* **Task to complete**: Some lines in the listing may contain the word "nodes". Say how many, with the number alone.

* **Task inputs**:
= = = = = = =

PR #1814, opened 2025-05-21
Prune nodes when above max active connections

eerkaijun:
A few changes: 
- Only prune non validators node
- When servicing peer lookup response, prioritize sending validator nodes
- When above max active connections, prune full nodes

### DIFF
--- a/monad-node/src/main.rs
+++ b/monad-node/src/main.rs
@@ -13,7 +13,9 @@ use futures_util::{FutureExt, StreamExt};
 use monad_chain_config::{revision::ChainRevision, ChainConfig};
 use monad_consensus_state::ConsensusConfig;
 use monad_consensus_types::{
-    metrics::Metrics, signature_collection::SignatureCollection, validator_data::ValidatorsConfig,
+    metrics::Metrics,
+    signature_collection::SignatureCollection,
+    validator_data::{ValidatorSetDataWithEpoch, ValidatorsConfig},
 };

= = = = = = =

* **Task answer**: 3